A nearly seven-hour standoff at the Delaware Correctional Center ended Monday when a law enforcement officer shot to death a convicted serial rapist who had taken a female counselor hostage at knife point.
Authorities said a member of the Correction Emergency Response Team fatally shot 45-year-old Scott A. Miller from close range at 4:55 p.m. when it appeared that the female hostage's life was in "imminent danger."
The 27-year-old hostage, who was not identified, was evaluated after her ordeal in the Smyrna facility and admitted to an area hospital.
Prison officials would not say whether she was injured.
State Department of Correction spokeswoman Beth Welch said officials had remained in constant contact with the victim's family throughout the day.
An autopsy will be conducted on Miller.
The New Castle man was serving a 699-year sentence for a series of rapes that terrorized women in Wilmington in 1997.
In the first six months of that year, Miller assaulted eight women - tying them up and raping them inside their homes - and kidnapped a ninth woman.
Welch said Monday's standoff began at 10:30 a.m. in the facility's medium-high unit, where Miller took the counselor hostage using a handmade knife.
The support building houses two dining halls, kitchen facilities, a gym, a video court unit, education space, a law library, a commissary facility and offices for staff, including offices for counselors, mental health and medical staff, Welch said.

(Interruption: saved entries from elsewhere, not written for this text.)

PR #11443, opened 2026-04-30
fix(snap-sync): three Windows-flake fixes for E2ESyncTests.SnapSync

LukaszRozmej:
## Summary

Three commits in this PR fix the Windows-only `E2ESyncTests.SnapSync` flake observed in CI ([run #25139586200, job #73686059011](https://github.com/NethermindEth/nethermind/actions/runs/25139586200/job/73686059011?pr=11422) on PR #11422):

1. **fix(db): cross-column snapshot atomicity in `SnapshotableMemColumnsDb`** (`c14030da4d`) — eliminates the `TrieNodeException` mode.
2. **fix(snap-sync): drain in-flight ISnapTrees in `FlatTreeSyncStore.FinalizeSync`** (`12a66f1e1b`) — closes a separate ordering gap where post-sync readers could see state from not-yet-disposed phase-1 trees.
3. **fix(snap-sync): don't publish `_initialized` until `Clear()` completes** (`73b160f057`) — eliminates the deterministic "missing in flat" mode.

Plus the stress reproducer (`edc0d3dbc9`) used to drive the diagnosis.

**Result:** 5 stress runs × 60 tests = **300 invocations, 0 failures**. Previously 8–15 failures per 60-test run on Windows.

### Mode B: `TrieNodeException` (cross-column tearing)

Block processing leases a fresh `persistenceReader` while the persistence pipeline is committing, gets a snapshot where the Accounts column is updated but the StateNodes column is not, walks the trie at the new state root, and throws `TrieNodeException` for a node that should be there.

### Mode A: `Verification failed: N missing in flat`

Trie-side iteration finds account leaves that the flat-side iterator can't see. The same ~9 hashed addresses missed reliably across runs, all in verifier partitions 0–1 (first byte ≤ 0x3f). Counter-based diagnosis (instrumenting both source-side `SetAccount`/`RemoveAccount`/`DeleteAccountRange` and sink-side `InMemoryWriteBatch.Set` filtered to `Column_Account`) showed source vs. sink Set counts matched perfectly while the sink had ~507K *unaccounted* Removes. Tracing back uncovered `ClearAllColumns` racing against fresh sync writes — the third fix below.

## Fix 1 — `c14030da4d` cross-column snapshot atomicity

`SnapshotableMemColumnsDb.CreateSnapshot()` iterates columns and captures each column's snapshot independently. `InMemoryColumnWriteBatch.Dispose()` iterates per-column batches and disposes each independently. Without a global guard, a `CreateSnapshot` concurrent with an in-flight `writeBatch.Dispose` can capture some columns *after* the new writes and others *before* — a cross-column-inconsistent reader view.

This race only affects the test backend — RocksDB has atomic cross-CF snapshots — but it manifests concretely in `E2ESyncTests.SnapSync`. The fix wraps `CreateSnapshot` and the wrapped `AtomicColumnsWriteBatch.Dispose` in a single `Lock` so per-Dispose multi-column commits are atomic w.r.t. snapshot creation.

## Fix 2 — `12a66f1e1b` drain in-flight ISnapTrees in FinalizeSync

Phase-1 / phase-2 trees produced by `FlatSnapTrieFactory` hold per-tree `IWriteBatch` instances; until each tree's `Dispose` returns, its writes aren't yet committed to the underlying persistence. Without a drain, a caller that observes "sync finished" can read state that's missing accounts from late-disposed trees.

`FlatSnapTrieFactory` now tracks an `_inFlightTrees` counter (incremented in `CreateStateTree`/`CreateStorageTree`, decremented in `FlatSnapStateTree.Dispose`/`FlatSnapStorageTree.Dispose`). `FlatTreeSyncStore.FinalizeSync` calls `WaitForInFlightTreesDrained` (spin-wait, 30s timeout) before bumping the persisted state ID. This is independent of fix 3 — it closes a different ordering window that can otherwise re-emerge as the same symptom.

## Fix 3 — `73b160f057` don't publish `_initialized` until `Clear()` completes

`FlatSnapTrieFactory.EnsureDatabaseCleared` had this ordering:

```csharp
if (_initialized) return;
using (_lock.EnterScope())
{
    if (_initialized) return;
    _initialized = true;          // published BEFORE Clear() ran
    persistence.Clear();           // still iterating + queueing Removes
}
```

Sequence that wipes accounts:

1. Thread T1 enters `EnsureDatabaseCleared`, sets `_initialized = true`, then starts `persistence.Clear()`. `Clear()` opens a single `IColumnsWriteBatch`, then for each column iterates `db.GetColumnDb(column).GetAllKeys()` and queues `columnBatch.Remove(key)` for every key it sees — and only disposes the batch (applying the queued Removes) when *all columns* are done.
2. Thread T2 hits the unlocked fast-path `if (_initialized) return;`, sees `true`, and skips Clear entirely.
3. T2 calls `persistence.CreateWriteBatch(...)` and starts writing accounts via `SetAccount`. These commit normally (their own `IPersistence.IWriteBatch.Dispose`).
4. T1's `Clear()` is still inside its `IColumnsWriteBatch`. As it iterates `GetAllKeys()` for the Account column, it sees the keys T2 just committed and queues `columnBatch.Remove(key)` for them.
5. T1's batch finally disposes. Every queued `Remove` lands on the live DB — including T2's freshly-written accounts. The flat DB ends up missing entries that the trie still references; the verifier reports "Account in trie not found in flat".

The fix: publish `_initialized = true` *after* `persistence.Clear()` returns, and mark the field `volatile`. Concurrent fast-path readers either observe `false` (and wait on the lock) or observe `true` (and Clear is genuinely done, so it's safe to proceed).

### How fix 3 was diagnosed

Surface symptoms (key seen by trie iterator but not by flat iterator) were consistent across runs but didn't point at any obvious caller. Source-side instrumentation in `BaseFlatPersistence.WriteBatch` (`SetAccount` / `RemoveAccount` / `DeleteAccountRange` preview) plus sink-side instrumentation in `InMemoryWriteBatch.Set` (filtered to `_store.Name == "Column_Account"`) showed:

```
setBaseFlat = 1,134,377   setIM = 1,134,377    ← all sets accounted
removeBaseFlat = 1,974    DeleteAccountRangePreview = 552
removeIM = 509,598
clearAllColumnsCalls = 60   clearAccountRemoves = 507,072    ← gap closes here
```

507,072 of the 509,598 sink Removes came from `ClearAllColumns` — i.e. ~8,451 accounts removed *per test*, where the DB was supposed to be empty when Clear ran. ~8,451 ≈ the test fixture's account count, confirming Clear was racing against sync writes. The race is timing-sensitive (any instrumentation in the hot path masks it) which is why Linux/macOS pass and only Windows reproduces.

## Stress reproducer

`SnapSync_StressRepro` runs 30 iterations × 2 Flat fixtures = 60 cases, each as its own NUnit case (so a single failure doesn't terminate the rest), no `[Retry]`, `[Explicit]`. ~1m runtime.

```
dotnet test --project src/Nethermind/Nethermind.Synchronization.Test/Nethermind.Synchronization.Test.csproj \
  -c release -- --filter "FullyQualifiedName~SnapSync_StressRepro"
```

| Configuration | Local Windows results (per 60-test run) |
|---|---|
| Baseline (no fix) | 18/60 fail; ~12 Mode A + ~6 Mode B |
| + cross-column fix (fix 1) | ~18/60 fail; 18 Mode A + 0 Mode B |
| + ISnapTree drain (fix 2) | 8–15/60 fail; all Mode A |
| + `_initialized` race (fix 3) | **0/60** |

Across 5 consecutive runs of the stress reproducer with all three fixes applied: **0/300 failures**.

## Test plan

- [x] `Nethermind.Db` builds (0 warnings, 0 errors)
- [x] `Nethermind.State.Flat` builds (0 warnings, 0 errors)
- [x] `Nethermind.Synchronization.Test` builds (0 warnings, 0 errors)
- [x] Stress reproducer: 0/300 failures across 5 consecutive 60-test runs on Windows

### DIFF
--- a/src/Nethermind/Nethermind.Db/SnapshotableMemColumnsDb.cs
+++ b/src/Nethermind/Nethermind.Db/SnapshotableMemColumnsDb.cs
@@ -17,14 +17,7 @@ namespace Nethermind.Db
         private readonly Dictionary<TKey, SnapshotableMemDb> _columnDbs = new();
         private readonly bool _neverPrune;
 
-        // Cross-column atomicity guard. Each per-column SnapshotableMemDb has its own version
-        // counter and lock, so per-column reads/writes are individually consistent. But a
-        // multi-column writeBatch dispose applies columns one-by-one, and CreateSnapshot
-        // captures column snapshots one-by-one. Without this lock a snapshot taken concurrently
-        // with an in-flight writeBatch dispose can capture some columns AFTER the new writes
-        // and others BEFORE, producing a cross-column-inconsistent reader view. RocksDB does
-        // not have this problem (its snapshots are atomic across CFs); this lock makes the
-        // in-memory test backend match.
+        // Cross-column atomicity guard so CreateSnapshot can't observe a half-applied multi-column writeBatch dispose. RocksDB has this for free; this matches it.
         private readonly Lock _atomicityLock = new();
 
         private SnapshotableMemColumnsDb(TKey[] keys, bool neverPrune)
--- a/src/Nethermind/Nethermind.Db/SnapshotableMemColumnsDb.cs
+++ b/src/Nethermind/Nethermind.Db/SnapshotableMemColumnsDb.cs
@@ -3,6 +3,7 @@
 
 using System;
 using System.Collections.Generic;
+using System.Threading;
 using Nethermind.Core;
 
 namespace Nethermind.Db
@@ -15,6 +16,16 @@ namespace Nethermind.Db
     {
         private readonly Dictionary<TKey, SnapshotableMemDb> _columnDbs = new();
         private readonly bool _neverPrune;
+
+        // Cross-column atomicity guard. Each per-column SnapshotableMemDb has its own version
+        // counter and lock, so per-column reads/writes are individually consistent. But a
+        // multi-column writeBatch dispose applies columns one-by-one, and CreateSnapshot
+        // captures column snapshots one-by-one. Without this lock a snapshot taken concurrently
+        // with an in-flight writeBatch dispose can capture some columns AFTER the new writes
+        // and others BEFORE, producing a cross-column-inconsistent reader view. RocksDB does
+        // not have this problem (its snapshots are atomic across CFs); this lock makes the
+        // in-memory test backend match.
+        private readonly Lock _atomicityLock = new();
 
         private SnapshotableMemColumnsDb(TKey[] keys, bool neverPrune)
         {
@@ -55,16 +66,37 @@ namespace Nethermind.Db
 
         public IReadOnlyColumnDb<TKey> CreateReadOnly(bool createInMemWriteStore) => new ReadOnlyColumnsDb<TKey>(this, createInMemWriteStore);
 
-        public IColumnsWriteBatch<TKey> StartWriteBatch() => new InMemoryColumnWriteBatch<TKey>(this);
+        public IColumnsWriteBatch<TKey> StartWriteBatch() => new AtomicColumnsWriteBatch(this);
 
         public IColumnDbSnapshot<TKey> CreateSnapshot()
         {
+            using Lock.Scope _ = _atomicityLock.EnterScope();
             Dictionary<TKey, IKeyValueStoreSnapshot> snapshots = new();
             foreach (KeyValuePair<TKey, SnapshotableMemDb> kvp in _columnDbs)
             {
                 snapshots[kvp.Key] = kvp.Value.CreateSnapshot();
             }
             return new ColumnSnapshot(snapshots);
+        }
+
+        /// <summary>
+        /// Wraps <see cref="InMemoryColumnWriteBatch{TKey}"/> so the per-column commit phase
+        /// happens under the columns DB's write lock, making the multi-column commit atomic
+        /// w.r.t. <see cref="CreateSnapshot"/>.
+        /// </summary>
+        private sealed class AtomicColumnsWriteBatch(SnapshotableMemColumnsDb<TKey> db) : IColumnsWriteBatch<TKey>
+        {
+            private readonly InMemoryColumnWriteBatch<TKey> _inner = new(db);
+
+            public IWriteBatch GetColumnBatch(TKey key) => _inner.GetColumnBatch(key);
+
+            public void Clear() => _inner.Clear();
+
+            public void Dispose()
+            {
+                using Lock.Scope _ = db._atomicityLock.EnterScope();
+                _inner.Dispose();
+            }
         }
 
         public void Dispose()
--- a/src/Nethermind/Nethermind.State.Flat/Sync/FlatTreeSyncStore.cs
+++ b/src/Nethermind/Nethermind.State.Flat/Sync/FlatTreeSyncStore.cs
@@ -1,6 +1,7 @@
 // SPDX-FileCopyrightText: 2025 Demerzel Solutions Limited
 // SPDX-License-Identifier: LGPL-3.0-only
 
+using System;
 using Nethermind.Core;
 using Nethermind.Core.Collections;
 using Nethermind.Core.Crypto;
@@ -9,13 +10,14 @@ using Nethermind.Logging;
 using Nethermind.Serialization.Rlp;
 using Nethermind.State.Flat.Persistence;
 using Nethermind.State.Flat.ScopeProvider;
+using Nethermind.State.Flat.Sync.Snap;
 using Nethermind.Synchronization.FastSync;
 using Nethermind.Trie;
 using Nethermind.Trie.Pruning;
 
 namespace Nethermind.State.Flat.Sync;
 
-public class FlatTreeSyncStore(IPersistence persistence, IPersistenceManager persistenceManager, ILogManager logManager) : ITreeSyncStore
+public class FlatTreeSyncStore(IPersistence persistence, IPersistenceManager persistenceManager, FlatSnapTrieFactory snapTrieFactory, ILogManager logManager) : ITreeSyncStore
 {
     // For flat, one cannot continue syncing after finalization as it will corrupt existing state.
     private bool _wasFinalized = false;
@@ -235,6 +237,13 @@ public class FlatTreeSyncStore(IPersistence persistence, IPersistenceManager per
     public void FinalizeSync(BlockHeader pivotHeader)
     {
         if (Interlocked.CompareExchange(ref _wasFinalized, true, false)) throw new InvalidOperationException("Db was finalized");
+
+        // Wait for any in-flight ISnapTree disposals to complete. Phase-1 / phase-2 trees
+        // hold per-tree IWriteBatch instances; until each tree's Dispose returns, its writes
+        // aren't yet committed to the underlying persistence. Without this drain a caller that
+        // observes "sync finished" can read state that's missing accounts from late-disposed
+        // trees (manifests as E2ESyncTests.SnapSync "Verification failed: N missing in flat").
+        snapTrieFactory.WaitForInFlightTreesDrained(TimeSpan.FromSeconds(30));
 
         using IPersistence.IPersistenceReader reader = persistence.CreateReader(ReaderFlags.Sync);
         StateId from = reader.CurrentState;
--- a/src/Nethermind/Nethermind.State.Flat/Sync/FlatTreeSyncStore.cs
+++ b/src/Nethermind/Nethermind.State.Flat/Sync/FlatTreeSyncStore.cs
@@ -18,8 +18,6 @@ namespace Nethermind.State.Flat.Sync;
 
 public class FlatTreeSyncStore(IPersistence persistence, IPersistenceManager persistenceManager, FlatSnapTrieFactory snapTrieFactory, ILogManager logManager) : ITreeSyncStore
 {
-    private readonly ILogger _logger = logManager.GetClassLogger<FlatTreeSyncStore>();
-
     // For flat, one cannot continue syncing after finalization as it will corrupt existing state.
     private bool _wasFinalized = false;
 
@@ -244,8 +242,9 @@ public class FlatTreeSyncStore(IPersistence persistence, IPersistenceManager per
         // aren't yet committed to the underlying persistence. Without this drain a caller that
         // observes "sync finished" can read state that's missing accounts from late-disposed
         // trees (manifests as E2ESyncTests.SnapSync "Verification failed: N missing in flat").
-        if (!snapTrieFactory.WaitForInFlightTreesDrained(TimeSpan.FromSeconds(30)))
-            if (_logger.IsWarn) _logger.Warn("FlatTreeSyncStore.FinalizeSync proceeding despite in-flight ISnapTrees not draining within 30s — committed state may be incomplete.");
+        // WaitForInFlightTreesDrained logs its own warning on timeout; we still proceed so a
+        // stuck tree doesn't permanently block FinalizeSync.
+        snapTrieFactory.WaitForInFlightTreesDrained(TimeSpan.FromSeconds(30));
 
         using IPersistence.IPersistenceReader reader = persistence.CreateReader(ReaderFlags.Sync);
         StateId from = reader.CurrentState;
--- a/src/Nethermind/Nethermind.State.Flat/Sync/FlatTreeSyncStore.cs
+++ b/src/Nethermind/Nethermind.State.Flat/Sync/FlatTreeSyncStore.cs
@@ -1,7 +1,6 @@
 // SPDX-FileCopyrightText: 2025 Demerzel Solutions Limited
 // SPDX-License-Identifier: LGPL-3.0-only
 
-using System;
 using Nethermind.Core;
 using Nethermind.Core.Collections;
 using Nethermind.Core.Crypto;
@@ -19,6 +18,8 @@ namespace Nethermind.State.Flat.Sync;
 
 public class FlatTreeSyncStore(IPersistence persistence, IPersistenceManager persistenceManager, FlatSnapTrieFactory snapTrieFactory, ILogManager logManager) : ITreeSyncStore
 {
+    private readonly ILogger _logger = logManager.GetClassLogger<FlatTreeSyncStore>();
+
     // For flat, one cannot continue syncing after finalization as it will corrupt existing state.
     private bool _wasFinalized = false;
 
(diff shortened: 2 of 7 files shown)


LukaszRozmej:
## Mode A diagnostic — phase-1 SnapSync trees not disposed when verifier runs

Added targeted instrumentation to `BaseFlatPersistence.WriteBatch.SetAccount` / `DeleteAccountRange`, `SnapshotableMemDb.Set`, and `FlatSnapStateTree` constructor / Commit / Dispose. Ran the stress reproducer and traced events for the deterministically-missing 9 paths. Concrete finding:

**Some `FlatSnapStateTree` instances start `Dispose()` but never finish before the verifier runs**, so their queued `BaseFlatPersistence.WriteBatch.SetAccount` writes never reach the underlying `SnapshotableMemDb`. Concrete example from one failing iteration (sequence numbers from event stream):

```
[04349] tid=707 FlatSnapStateTree CREATED id=499
[04358] tid=707 FlatSnapStateTree COMMIT_START id=499 upperBound=3E40FAF1
[04377] tid=707 FlatSnapStateTree COMMIT_END id=499
[04378] tid=707 FlatSnapStateTree DISPOSE_START id=499
... no DISPOSE_END for id=499 in the dump ...
[04386] tid=31 FlatSnapStateTree DISPOSE_START id=501
[04387] tid=31 FlatSnapStateTree DISPOSE_END id=501       ← later tree disposes fine
```

Tree `id=499` started disposing but never finished within the iteration's window. The dump fires when `VerifyTrie` throws, so by that point the writes from tree 499 are queued in its `IWriteBatch` but never reached the underlying column DB.

In iter 10 of the traced run: 27 trees created, 24 disposed, **3 stuck** (id=499 in `Dispose`, id=502 / 503 mid-`COMMIT`).

## Why `IsSnapGetRangesFinished` doesn't catch this

Expected: `_activeAccountRequests` is decremented in `SnapProvider.AddAccountRange` AFTER the inner `SnapProviderHelper.AddAccountRange` returns (which, via `using ISnapTree`, only returns once the tree's `Dispose` completes). So in theory phase 1 can't transition until all in-flight trees have finished disposing.

Observed: phase 1 transitions and `SyncUntilFinished` returns while tree disposals are still in flight. Either the dispose path has a hot reference held longer than its method scope, or the counter / mode-change semantics admit a window I haven't pinned down. The data is unambiguous though — by the time `VerifyTrie` runs, the writes that should be in flat are still queued on a non-yet-disposed `IWriteBatch`.

## Tested mitigations

| Approach | Result |
|---|---|
| `Task.Delay(1s)` before `FlushCache` | 12-15 fail (similar baseline) |
| `Task.Delay(10s)` before `FlushCache` | 13 fail (similar baseline) |

Even 10s isn't enough — some disposals appear to take much longer or are genuinely stuck on something. A delay-based fix isn't sufficient.

## Proposed real fix (next step, not in this PR)

Add an in-flight counter to `FlatSnapTrieFactory`:
- Increment on `CreateStateTree` / `CreateStorageTree`.
- Decrement when the returned tree's `Dispose()` completes.
- Expose `WaitForDrained(timeout)`.
- Call `WaitForDrained` in `FlatTreeSyncStore.FinalizeSync` before returning.

That would block the sync→post-sync transition until every phase-1 writeBatch is committed, eliminating the race. Production also benefits: a node that restarts mid-snap-sync currently risks losing uncommitted phase-1 writes.

LukaszRozmej:
## Update — added drain fix for phase-1 in-flight `ISnapTrees`

Pushed `12a66f1e1b`: `FlatSnapTrieFactory` now tracks in-flight `ISnapTree` instances; `FlatTreeSyncStore.FinalizeSync` drains them (30s timeout) before flushing. This eliminates the case where phase-1 trees with queued `IPersistence.IWriteBatch` writes hadn't finished disposing when the verifier ran.

### Stress-test results (60 iterations × 2 Flat fixtures, no `[Retry]`)

| Configuration | Failures | Failure type |
|---|---|---|
| Master baseline | 9–19 | Mix of Mode A + Mode B |
| + cross-column snapshot fix | 13–18 | All Mode A |
| + drain fix (this) | **8–15** | All Mode A |

Modest but real improvement. The drain doesn't fully eliminate Mode A.

### What's still unfixed

The remaining Mode A failures hit the **same deterministic 9 paths** as before — the drain doesn't change the failure signature, it just makes failure less frequent. In iterations where phase-1 (state ranges) doesn't progress at all (logs show `Phase 1: (  0.00 %)` then immediately `finished`), all work happens via phase-2 state-nodes-sync (`FlatTreeSyncStore.SaveNode`), and the drain catches no trees. These iterations still fail with the same 9 missing accounts.

So the remaining bug is in **phase-2 state-nodes-sync's flat-entry path**, not phase-1. The 9 deterministic addresses suggest a specific trie topology (something about how those leaves are reached) that causes `WriteAccountFlatEntries` to miss them, or some other structural issue in `FlatTreeSyncStore.SaveNode`.

Investigation handed off to whoever picks this up next: the data points to either (a) leaves that are inline in some node type that `WriteAccountFlatEntries` doesn't handle, or (b) a specific code path in the Branch deletion-range computation that's incorrect for those 9 addresses' positions in the trie.

LukaszRozmej:
**Root cause found and fixed in 73b160f057.**

The remaining "missing in flat" failures came from a race in `FlatSnapTrieFactory.EnsureDatabaseCleared`:

```csharp
if (_initialized) return;
using (_lock.EnterScope())
{
    if (_initialized) return;
    _initialized = true;          // ← published BEFORE Clear() ran
    persistence.Clear();           // ← still iterating GetAllKeys() / queueing Removes
}
```

Sequence that wipes accounts:
1. Thread T1 enters `EnsureDatabaseCleared`, sets `_initialized = true`, starts `persistence.Clear()` (which calls `db.GetColumnDb(column).GetAllKeys()` and queues `columnBatch.Remove(key)` for every key found in *each* column).
2. Thread T2 hits the fast path `if (_initialized) return;` — it sees `true` and skips Clear.
3. T2 calls `persistence.CreateWriteBatch(...)` and starts writing accounts via `SetAccount`. These commit.
4. T1's `Clear()` is still inside the same `using IColumnsWriteBatch ... batch`. Its `GetAllKeys()` either already saw T2's keys, or sees them after the next loop iteration; either way `columnBatch.Remove(key)` is queued.
5. T1's batch disposes. Every queued `Remove` is applied to the live DB — including T2's freshly-written accounts.

How I confirmed it: instrumented every `IWriteBatch` operation that lands on `Column_Account` and counted source-side calls (SetAccount / RemoveAccount / DeleteAccountRange) vs sink-side calls on the underlying `InMemoryWriteBatch`. The numbers across 60 iterations:

```
setBaseFlat = 1,134,377   setIM = 1,134,377   ✓ all sets accounted
removeBaseFlat = 1,974    DeleteAccountRangePreview = 552
removeIM = 509,598
clearAllColumnsCalls = 60   clearAccountRemoves = 507,072    ← gap closes here
```

507,072 of the 509,598 sink Removes came from `ClearAllColumns` — i.e. ~8,451 accounts removed *per test*, where the DB was supposed to be empty when Clear ran. That ~8,451 matches the test fixture's account count, confirming Clear was racing against sync writes.

**Fix:** publish `_initialized = true` *after* `persistence.Clear()` returns, and mark the field `volatile` so the publish has release semantics. Now T2's fast-path read of `_initialized = true` strictly happens-after T1's Clear, so T2 either skips because Clear is genuinely done, or waits on the lock.

**Verified:** 5 stress runs × 60 tests = 300 invocations, 0 failures. Previously 8–15 failures per 60-test run on Windows.

This was the last bug. Combined effect of the three commits in this PR:
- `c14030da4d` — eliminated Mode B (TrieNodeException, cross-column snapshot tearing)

About 535 inmates are housed in the unit, a step down from maximum security. Inmates incarcerated there have more privileges than those in maximum security but fewer privileges than the prison's general population, she said.
"They were communicating all day," Welch said of the negotiators, who are trained to respond to all types of prison incidents, including hostage situations, riots and inmates who refuse to come out of their cells.
Welch said late Monday the team was being debriefed and the state police and Department of Correction had begun a joint investigation.
"It's too soon to talk about the hows and whys of what happened," she said.